Petone Rowing Club
- Location: Wellington, New Zealand
- Founded: 1900
- Affiliations: Rowing NZ, WRA
- Website: www.petonerowing.club

= Petone Rowing Club =

New Zealand rowing club

The Petone Rowing Club (PRC) is a non-profit organisation, located on the Petone foreshore, in the harbour of Wellington, New Zealand. Formed in the year 1900, the club has a long-standing history of developing champion rowers, with a proud history filled with local, regional, national, international, and Olympic achievements. The club is governed by a member elected committee. The committee controls all aspects of the club.

The most notable club champions, who have represented New Zealand at international rowing regattas such as the Commonwealth Games, the World Rowing Championships, and Olympics include Des Lock, Ian Boserio, Pat Abbott, Tim Logan and Viv Haar.

== History ==

=== International achievements ===
Petone club members have consistently been selected as New Zealand representatives since 1950. Jack McCarten was the first person to be selected, he represented New Zealand at the 1950 British Empire Games. Numerous more have been selected since then.

In the 1970s the PRC enjoyed the greatest successes, in 1974 Des Lock represented New Zealand at the World Rowing Championships, Bill Vine represented New Zealand as the New Zealand Colts Manager, and a young Viv Harr represented New Zealand as a New Zealand Colt. In the 1975 World Rowing Championships the selection of a Petone club member was repeated by Ian Boserio. Ruby Willis was selected for the World Rowing Junior Championships held in Rio in 2015.

Petone club members have completed at the Henley Regatta.

Many Petone rowers hold world records for time trails at indoor racing events that are held all over the world, including Izzy Ahearn who in 2016 obtained the world indoor rowing record across a marathon distance for girls aged between 15 and 16.
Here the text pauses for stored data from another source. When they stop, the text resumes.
PR #333, opened 2017-07-03
Add an RPM specfile

kshlm:


scripts/build.sh
```diff
@@ -13,6 +13,7 @@ fi
 GOBUILD_TAGS="novirt noaugeas "
 VERSION=$($(dirname $0)/pkg-version --full)
 LDFLAGS="-X github.com/gluster/glusterd2/gdctx.GlusterdVersion=$VERSION"
+LDFLAGS+=" -B 0x$(head -c20 /dev/urandom | od -An -tx1 | tr -d ' \n')"
```
purpleidea: AFAICT, this would make the builds un-reproducible. As a result, maybe best to avoid doing this. More info here: https://reproducible-builds.org/

kshlm: Fedora requires this though.

purpleidea:
On Mon, Jul 3, 2017 at 9:55 AM, Kaushal M <notifications@github.com> wrote:

> Fedora requires this though.



Can you provide more info about what this is and why?

kshlm:
> Can you provide more info about what this is and why?

https://fedoraproject.org/wiki/Releases/FeatureBuildId has some more info. Rpmbuild fails if the generated binaries are not tagged with a build-id.

purpleidea:
On Mon, Jul 3, 2017 at 10:03 AM, Kaushal M <notifications@github.com> wrote:

> https://fedoraproject.org/wiki/Releases/FeatureBuildId has some more
> info. Rpmbuild fails if the generated binaries are not tagged with a
> build-id.



A buildid is fine, but it should not be random. It should probably be based
off of the git sha1 of the commit.

kshlm:
> A buildid is fine, but it should not be random. It should probably be based
> off of the git sha1 of the commit.

Probably. But rpms are built from tarballs, not directly from git. I don't know how I could pass a git sha1 there.

purpleidea:
On Mon, Jul 3, 2017 at 10:08 AM, Kaushal M <notifications@github.com> wrote:

> Probably. But rpms are built from tarballs, not directly from git. I don't
> know how I could pass a git sha1 there.



I'm not an RPM expert, so I don't know, sorry. Just saw this and figured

=== National achievements ===
Petone Rowing Club was named Rowing New Zealand's club of the year in 2014.

=== Uniform ===
When the club was first formed the uniform was very different from the one we see today. It consisted of white trousers, a white cap with red buttons, a white singlet with a broad red sash, and a boater hat with a red band. By the 1960s the uniform had changed to gold singlets and black shorts. Currently the Petone uniform is fluorescent yellow singlets and black shorts.

=== Roll of Honour ===
World War I and World War II both had huge effects on most societies around the world. Petone Rowing Club was not excluded from this. Twenty-one men fought in World War I from Petone rowing club. Four of these men lost their lives. Sixty-two men fought in World War II and seven of them lost their lives.